La decisión de apuntarse a un taller para aprender a ligar no resulta nada fácil, pues antes es necesario que reconozcas tu fracaso, tu inferioridad, tu torpeza; tienes que afrontar el hecho de que, después de todos estos años de actividad sexual o al menos de capacidad sexual , realmente sigues sin entender a las mujeres. Aquellos que piden ayuda suelen ser aquellos que han fracasado; igual que los drogadictos van a centros de rehabilitación y los alcohólicos recurren a Alcohólicos Anónimos, los incapaces sociales van a talleres para aprender a ligar. 

De ahí que pueda decir que mandarle el correo electrónico a Mystery fue una de las cosas más difíciles que había hecho en toda mi vida. Si alguien —un amigo, algún miembro de mi familia, algún compañero de trabajo o, todavía peor, mi única ex novia en Los Ángeles— llegaba a enterarse de que estaba pagando para que me enseñaran a ligar, las burlas de las que sería objeto no tendrían ni límite ni piedad. Así que lo mantuve en secreto, inventándome la excusa de que iba a pasar el fin de semana con un amigo que vivía fuera de la ciudad. 

Había decidido que mantendría separadas mis dos vidas. 

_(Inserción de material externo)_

PR #695, opened 2024-04-04
editorial: replace occurrences of "undefined"

### LINKED ISSUE #391: Replace `?sandbox: text` with `?sandbox: text / null` in the spec?
Follow-up-of: #292

Could you let me know if the following is an error in the spec?

The spec says:

> 1. Let |sandbox| be the value of the "<code>sandbox</code>" field in |command
>  parameters|, if present, or null otherwise.

.i.e. `null` is possible. However the type specification is:

```
?sandbox: text
```

Should it have been

```
?sandbox: text / null
```

...instead? Other places in the spec have `/ null` to denote explicit nullability possible.

The alternative would be to eliminate the explicit `or null otherwise` language. Here I am specifically thinking of `undefined` vs `null` in TS/JS.

I am happy to send a PR if you confirm such a fix is indeed desirable.

thiagowfx:
Be precise whether it refers to the ECMA value of undefined, or to signify lack of value (null).

Closes #391

***
<a href="https://pr-preview.s3.amazonaws.com/w3c/webdriver-bidi/pull/695.html" title="Last updated on Jun 26, 2024, 8:35 AM UTC (4c97af7)">Preview</a> | <a href="https://pr-preview.s3.amazonaws.com/w3c/webdriver-bidi/695/05a283e...4c97af7.html" title="Last updated on Jun 26, 2024, 8:35 AM UTC (4c97af7)">Diff</a>

### DIFF
--- a/index.bs
+++ b/index.bs
@@ -1154,7 +1154,7 @@ with parameters |session|, |capabilities|, and |flags| is:
 1. Let |webSocketUrl| be the result of [=getting a property=] named
    "<code>webSocketUrl</code>" from |capabilities|.
 
-1. If |webSocketUrl| is null or false, return.
+1. If |webSocketUrl| is [=undefined=] or false, return.
 
 1. [=Assert=]: |webSocketUrl| is true.
 
@@ -7142,7 +7142,7 @@ To <dfn>deserialize local value</dfn> given |local protocol value|, |realm| and
       1. Let |pattern| be the value of the <code>pattern</code> field of |local protocol value|.
 
       1. Let |flags| be the value of the <code>flags</code> field of |local protocol value| or
-         null if no such a field.
+         [=undefined=] if no such a field.
 
       1. Let |regex_result| be [=Regexp=](|pattern|, |flags|). If this throws exception, return [=error=]
          with [=error code=] [=invalid argument=].
@@ -10574,6 +10574,6 @@ end:
 Other specifications can define <dfn>console steps</dfn>.
 
 1. At the point when the [=Printer=] operation is called with
-   arguments |name|, |printerArgs| and |options| (which is null if the
+   arguments |name|, |printerArgs| and |options| (which is undefined if the
    argument is not provided), call any [=console steps=] defined in
    external specification with arguments |name|, |printerArgs|, and |options|.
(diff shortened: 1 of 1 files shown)


index.bs
```diff
@@ -7142,7 +7142,7 @@ To <dfn>deserialize local value</dfn> given |local protocol value|, |realm| and
       1. Let |pattern| be the value of the <code>pattern</code> field of |local protocol value|.
 
       1. Let |flags| be the value of the <code>flags</code> field of |local protocol value| or
-         undefined if no such a field.
+         null if no such a field.
```
jgraham, line 7145: This is calling the ecma262 RegExp constructor, which takes undefined, not null, for missing flags, so this is wrong.

index.bs
```diff
@@ -7090,10 +7090,10 @@ To <dfn>deserialize local value</dfn> given |local protocol value|, |realm| and
 1. If |local protocol value| matches the <code>script.ChannelValue</code> production,
    return [=create a channel=] with |session|, |realm| and |local protocol value|.
 
-1. Let |type| be the value of the <code>type</code> field of |local protocol value| or undefined if
+1. Let |type| be the value of the <code>type</code> field of |local protocol value| or null if
```
jgraham, line 7093: If you're going to rewrite this, I'd start by rewriting to use the infra-based language we've adopted elsewhere e.g. start with something like `If |local protocol value| [=map/contains=] "<code>type</code>", let |type| be |local protocol value|["<code>type</code>"]. Otherwise let |type| be null.`

But actually reading the rest of the algorithm, it seems like it's always an error to not have "`type`" and I don't see a case that makes sense without `"value"`, so we could either return early if they're null or, if we're confident that the callers handle validation (e.g. all the data is coming from CDDL that enforces these values), we could assert that the fields exist.

jgraham (changes requested):

index.bs
```diff
@@ -10574,6 +10574,6 @@ end:
 Other specifications can define <dfn>console steps</dfn>.
 
 1. At the point when the [=Printer=] operation is called with
-   arguments |name|, |printerArgs| and |options| (which is undefined if the
+   arguments |name|, |printerArgs| and |options| (which is null if the
```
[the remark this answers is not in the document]
thiagowfx: Oops. Reverted.

thiagowfx:
@jgraham friendly ping

jgraham (approved):

jgraham:
You need to join the WG to make the IPR bot happy.

thiagowfx:
It seems I can only join the group if I am an Invited Expert. Closing.

PR #702, opened 2024-04-24
Do not compute accessible role and name for non-Element nodes in the accessibility locator

OrKoN:
This PR updates the accessibility locator algorithm to avoid getting accessible name and role on non-element nodes while allowing to descend into non-element nodes' subtrees.

***
<a href="https://pr-preview.s3.amazonaws.com/w3c/webdriver-bidi/pull/702.html" title="Last updated on Apr 30, 2024, 6:14 AM UTC (22f61d4)">Preview</a> | <a href="https://pr-preview.s3.amazonaws.com/w3c/webdriver-bidi/702/f3f93f5...22f61d4.html" title="Last updated on Apr 30, 2024, 6:14 AM UTC (22f61d4)">Diff</a>

### DIFF
--- a/index.bs
+++ b/index.bs
@@ -3384,19 +3384,6 @@ To <dfn>locate nodes using inner text</dfn> with given |context nodes|,
 
 1. For each |context node| in |context nodes|:
 
-  1. If |context node| implements {{Document}} or {{DocumentFragment}}:
-
-    1. Let |child nodes| be an empty [=/list=].
-
-    1. For each node |child| in the <a spec=dom>children</a> of |context node|.
-
-      1. [=list/Append=] |child| to |child nodes|.
-
-    1. [=Extend=] |returned nodes| with the result of [=trying=] to [=locate nodes using inner text=]
-      with |child nodes|, |selector|, |max depth|, |match type|, |ignore case|, and |maximum returned node count|.
-
-  1. If |context node| does not implement {{HTMLElement}} then [=continue=].
-
   1. Let |node inner text| be the result of calling the [=innerText getter steps=] with
      |context node| as the [=this=] value.
 
@@ -3410,7 +3397,7 @@ To <dfn>locate nodes using inner text</dfn> with given |context nodes|,
     1. Let |child nodes| be an empty [=/list=] and, for each node |child| in the
        <a spec=dom>children</a> of |context node|:
 
-      1. [=list/Append=] |child| to |child nodes|.
+      1. If |child| implements {{Element}}, [=list/append=] |child| to |child nodes|.
 
     1. If [=list/size=] of |child nodes| is equal to 0 or |max depth| is equal to 0,
        perform the following steps:
--- a/index.bs
+++ b/index.bs
@@ -3384,7 +3384,18 @@ To <dfn>locate nodes using inner text</dfn> with given |context nodes|,
 
 1. For each |context node| in |context nodes|:
 
-  1. If |context node| does not implement {{HTMLElement}}, [=break=].
+  1. If |context node| implements {{Document}} or {{DocumentFragment}}:
+
+    1. Let |child nodes| be an empty [=/list=].
+
+    1. For each node |child| in the <a spec=dom>children</a> of |context node|.
+
+      1. [=list/Append=] |child| to |child nodes|.
+
+    1. [=Extend=] |returned nodes| with the result of [=trying=] to [=locate nodes using inner text=]
+      with |child nodes|, |selector|, |max depth|, |match type|, |ignore case|, and |maximum returned node count|.
+
+  1. If |context node| does not implement {{HTMLElement}} then [=continue=].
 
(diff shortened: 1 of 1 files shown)


index.bs
```diff
@@ -3442,21 +3444,25 @@ To <dfn>collect nodes using accessibility attributes</dfn> with given |context n
 
   1. Let |match| be true.
 
-  1. If |selector| [=map/contains=] "<code>role</code>":
+  1. If |context node| implements {{Element}}:
```
OrKoN, line 3447: Should it be HTMLElement here too?

index.bs
```diff
@@ -3384,6 +3384,8 @@ To <dfn>locate nodes using inner text</dfn> with given |context nodes|,
 
 1. For each |context node| in |context nodes|:
 
+  1. If |context node| does not implement {{HTMLElement}}, [=break=].
```
OrKoN, line 3387: The innerText algorithm seem to recurse only if there is a match? this is probably not sufficient since I imagine we want to recurse for Document and DocumentFragment nodes at least

index.bs
jgraham: No, I think this works for any kind of Element.

index.bs
jgraham: I think you want to continue, not break? And yes, I think you want a specific step for `Document` and `DocumentFragment`. So overall something like:
```
1. If |context node| implements {{Document}} or {{DocumentFragment}}:
 
  1. Let |child nodes| be an empty [=/list=]
  
  1. For each node |child| in the [=children=] of |context node|
  
    1. [=list/Append=] |child| to |children|.

  1. [=Extend=] |returned nodes| with the result of [=trying=] to [=locate nodes using inner text=] with |child nodes|, |selector|, |max depth|, |match type|, |ignore case|, and |maximum returned node count|.
  
1. If |context node| does not implement {{HTMLElement}} then [=continue=].
```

En el correo electrónico que le escribí a Mystery no mencionaba ni mi apellido ni mi profesión. Si me preguntaba, le diría sencillamente que me dedicaba a escribir, sin entrar en más detalles. Quería adentrarme en esa subcultura de forma anónima, sin que el hecho de que fuese periodista supusiera ni una ventaja ni un factor añadido de presión. 

Y, aun así, todavía debía enfrentarme a mi propia conciencia, pues se trataba, sin ningún género de dudas, de la cosa más patética que había hecho en toda mi vida. Y no sólo eso, sino que, además, era algo que iba a hacer en público; y eso era muy distinto de masturbarme en la ducha. No, en esta ocasión, Mystery y los demás estudiantes serían testigos de mi incapacidad, de mi torpeza. 

Dos son los instintos primarios masculinos de un hombre durante los primeros años de su vida: el deseo de triunfar, de tener éxito, de obtener poder, y el anhelo sexual, de amor y compañía. Así pues, la mitad de mi vida fue un fracaso, y al presentarme ante Mystery estaba reconociendo que sólo era un hombre a medias. 

CAPÍTULO 2

Una semana después entré en el vestíbulo del hotel Hollywood Roosevelt. Llevaba puestos un jersey azul de una lana tan fina y tan suave que parecía algodón, pantalones negros con unas finas cintas de seda negra en los laterales y unos zapatos que me hacían unos cinco centímetros más alto. En los bolsillos llevaba el material que Mystery había insistido en que ningún estudiante debía olvidar: un bolígrafo, un pequeño cuaderno, un paquete de chicles y condones. 

Vi a Mystery en cuanto entré. Estaba sentado como un rey en una butaca de estilo victoriano, con una gran sonrisa en los labios; como si acabara de levantar más pesas que nadie en el gimnasio. Llevaba un traje informal, entre negro y azul, y las uñas pintadas de negro. Un afilado piercing de metal colgaba de su labio. No era un hombre necesariamente atractivo, pero desde luego resultaba carismático. Era alto y delgado y tenía una larga melena castaña, los pómulos marcados y una extrema palidez. Parecía un empollón a medio camino de su transformación tras ser mordido por un vampiro. 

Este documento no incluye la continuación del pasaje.